When I quit litigation for waitressing, I brought my killer instinct with me

Warning: Your Millennial Server May Be a Trial Lawyer

Please, don’t raise your voice and call me stupid when I bring you your lettuce wraps sans cashews.

Yes, I know you’re allergic to peanuts, not nut-nuts, but listen lady – okay, I get it, you were really looking forward to your cashews – but out of an abundance of caution the kitchen neglected putting them on your plate for reasons of cross-contamination, which, I would argue, meets the standard of a reasonably prudent establishment guarding against a civil lawsuit for your allergic reaction (gasp for air) …

Trust me, you do not want to wake the dragon, the fire-breathing litigator inside me, your 5-foot-1-inch server.

Only three months ago I was burning down fortresses on behalf of my kingdom – one of British Columbia’s top trial law firms.
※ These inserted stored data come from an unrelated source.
PR #1778, opened 2023-01-30
chore: remove unused component

peterpeterparker:
# Motivation

The `<ProposalMeta />` component is unused. Its usage was removed when we implemented the new UX of the proposals.

# Changes

- remove cmp and test


mstrasinskis (approved):
LGTM 👍

PR #1779, opened 2023-01-30
feat: remove dashboard routing fallback

peterpeterparker:
# Motivation

The dashboard has migrated its links to NNS-dapp voting view to the new "universe" scheme.

Therefore we can remove the specific fallback support we still had in place for the dashboard.

# Changes

- remove old dash url fallback support for the dashboard


mstrasinskis (approved):
LGTM, thanks!

PR #1780, opened 2023-01-30
GIX-1187: Decreate update calls, setup

lmuntaner:
# Motivation

Reuse certified data and reduce number of update calls.

# Changes

Main changes:
* New service util `createCachedQueryAndUpdate` that caches responses and returns them if not stale.
* Use the new `createCachedQueryAndUpdate` in `listNeurons` service.
* Remove `listNeurons` from app.services.ts.

Minor changes:
* Derived store `isLoggedInStore`.
* New store to keep track of the usage of the caching `cachingCallsStore`.

# Tests

PENDING


lmuntaner:
@peterpeterparker @dskloetd @mstrasinskis please review

frontend/src/lib/services/utils.services.ts
```diff
@@ -22,6 +28,134 @@ export type QueryAndUpdateIdentity = "authorized" | "anonymous" | "current";
...
+          certified: boolean;
+          response: R;
+        }) => {
+          cache.set({ certified, response });
+          strategyCalls.onLoadListeners.forEach((listener) => {
+            listener({ certified, response });
+          });
+          // Reset the listeners when we get the response from the "most certified" call of the strategy
+          if (
+            (strategy === "query_and_update" && certified) ||
```
mstrasinskis, line 128: Probably having only this condition `strategy === "query_and_update" && certified` is sufficient. In other cases there is only one `onLoad` call.

frontend/src/lib/services/utils.services.ts
```diff
@@ -22,6 +28,134 @@ export type QueryAndUpdateIdentity = "authorized" | "anonymous" | "current";
...
+ * That means that the cache is typed and it should match the onLoad and onRequest parameters used in the queryAndUpdate.
+ *
+ * That also means that two calls to `createCachedQueryAndUpdate` even with the same type will return two different caches.
+ *
+ * No arguments needed. Instead, only the generic types are needed.
+ *
+ * @returns {(QueryAndUpdate<R, E>) => void} queryAndUpdate call
+ */
+export const createCachedQueryAndUpdate = <R, E>() => {
+  const cache = new ResponseCache<R>();
```
mstrasinskis, line 61: **Not a strong opinion**: to avoid some edge cases the solution could be more primitive, and store `strategy based` data, not only certified/uncertified.

frontend/src/lib/derived/is-logged-in.derived.ts
```diff
@@ -0,0 +1,7 @@
+import { authStore } from "$lib/stores/auth.store";
+import { isSignedIn } from "$lib/utils/auth.utils";
+import { derived } from "svelte/store";
+
+export const isLoggedInStore = derived(authStore, ($store) =>
+  isSignedIn($store.identity)
+);
```
dskloetd, line 7: Should this also be added to debug.derived.ts?

frontend/src/lib/pages/NnsProposalDetail.svelte
```diff
@@ -98,6 +99,9 @@
       });
 
       await findProposal();
+      if ($isLoggedInStore) {
+        await listNeurons({ resetCache: false });
```
dskloetd, line 103: I don't think you need to await here?
And is it important that listNeurons() is called only after findProposals returns?
Otherwise you can remove the await from findProposals as well.

frontend/src/lib/services/neurons.services.ts
```diff
@@ -254,15 +258,22 @@ export const stakeNeuron = async ({
  * @param {skipCheck} params.skipCheck it true, the neurons' balance won't be checked and those that are not synced won't be refreshed. It avoids possible infinite loops.
  * @param {callback} params.callback an optional callback that can be called when the data are successfully loaded (certified or not). Useful for example to close synchronously a busy spinner once all data have been fetched.
  */
```
dskloetd, line 260: This comment should apply to line 265, right?

frontend/src/lib/services/neurons.services.ts
```diff
@@ -254,15 +258,22 @@ export const stakeNeuron = async ({
...
+const queryAndUpdateNeuronsWithCache = createCachedQueryAndUpdate<
+  NeuronInfo[],
+  unknown
```
dskloetd, line 263: Maybe add a comment what `unknown` is passed to?
I was thinking just the name of the parameter would work, but it seems to be `E`?

frontend/src/lib/services/neurons.services.ts
```diff
@@ -254,15 +258,22 @@ export const stakeNeuron = async ({
...
+>();
 export const listNeurons = async ({
   callback,
   strategy = "query_and_update",
+  resetCache = true,
```
dskloetd, line 268: I don't think this should have a default value. Better be explicit about it every time.

frontend/src/lib/derived/is-logged-in.derived.ts
lmuntaner: no, only writable stores should go there. Derived stores are "duplicated" data

frontend/src/lib/pages/NnsProposalDetail.svelte
lmuntaner: Not really true, I don't need to.

frontend/src/lib/pages/NnsProposals.svelte
```diff
@@ -124,6 +126,9 @@
   );
 
   $: $authStore.identity, (() => proposalsFiltersStore.reload())();
+  $: $isLoggedInStore,
+    (async () =>
+      $isLoggedInStore && (await listNeurons({ resetCache: false })))();
```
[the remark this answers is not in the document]
lmuntaner: correct, I believe that syntax would also work, I like it.

frontend/src/lib/services/neurons.services.ts
lmuntaner: Yes, but when I created the variable `queryAndUpdateNeuronsWithCache` outside, I felt it was too far away and disconnected.

Do you think it's still better to do it above the comment?

frontend/src/lib/services/neurons.services.ts
lmuntaner: Correct, it's the error type.

I can add a comment, but the generics are kind of the function signature.

It would be nice to have named generics though. It would make them more readable

frontend/src/lib/services/neurons.services.ts
lmuntaner: It was to not touch current calls and add more changes.

But I like the idea of being explicit about the cache.

frontend/src/lib/services/utils.services.ts
lmuntaner: Do you mean to have the condition for when NOT to reset the listeners instead of when to do so?

In that case it would be `strategy === "query_and_update" && !certified`, right?

We need to reset the listeners at the end of each call for the strategy.

frontend/src/lib/derived/is-logged-in.derived.ts
```diff
@@ -0,0 +1,7 @@
+import { authStore } from "$lib/stores/auth.store";
+import { isSignedIn } from "$lib/utils/auth.utils";
+import { derived } from "svelte/store";
+
+export const isLoggedInStore = derived(authStore, ($store) =>
```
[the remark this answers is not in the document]
lmuntaner: done

frontend/src/lib/derived/is-logged-in.derived.ts
```diff
@@ -0,0 +1,7 @@
+import { authStore } from "$lib/stores/auth.store";
```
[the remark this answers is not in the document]
lmuntaner: Another day 😈

frontend/src/lib/pages/NnsProposalDetail.svelte
lmuntaner: I meant: "No, that's true, I don't need it", excuse for my english. I was going too fast.

frontend/src/lib/services/neurons.services.ts
dskloetd: I think so.

frontend/src/lib/services/neurons.services.ts
dskloetd: Right, so in the absence of named parameters, I would normally do something like this if the passed argument doesn't make it clear what the parameter is:
```
const queryAndUpdateNeuronsWithCache = createCachedQueryAndUpdate<
  NeuronInfo[],
  /* E = */ unknown
>
```

I just don't know if in this case `E` makes it clear or not.
But if not, I guess the parameter name itself should be improved rather than just the comment :).
So I guess it's been decided that `E` is clear enough.

frontend/src/lib/services/neurons.services.ts
dskloetd: You could have an separate PR that only adds the `resetCache = true` everywhere (which doesn't do anything but is true because without the existence of a cache it's as if it's always reset) if you don't want to mess up this PR with all those changes.

frontend/src/lib/services/utils.services.ts
mstrasinskis: True, my suggestion was wrong. It should be `certified || strategy ==! "query_and_update"`. But not a big win, so feel free to ignore.

mstrasinskis (approved):
LGTM, but it would be great if someone else could also review this.

frontend/src/lib/services/neurons.services.ts
lmuntaner: That looks good, specially with `unknown` generic types.

lmuntaner:
This design has a bug hard to solve nicely.

The bug is the following, if the user goes the neurons page, the list of cached, then the user goes to a neuron detail and for example starts dissolving the neuron. The neuron is changed in store, when the user comes back to the list, listNeurons uses the cache and shows the neuron that is NOT dissolving.

With the current pattern, there is no nice way to reset the cache after a neuron action.

Closing in favor of the design in #1802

But my roars started to produce only smoke, and my body became racked with psychosomatic symptoms, my neck and thoracic spine aching whenever I researched the “value” of a whiplash injury. I’ve always had hypochondriac tendencies – my mother hid the medical encyclopedia after I became convinced at 8 that I had diabetes, when I was merely suffering from moodiness and a full bladder – so reading about injuries all day was doing nothing positive for my health. I tried counselling. I tried crystals. The last option was to try quitting law: Worst-case scenario, I could waitress, right?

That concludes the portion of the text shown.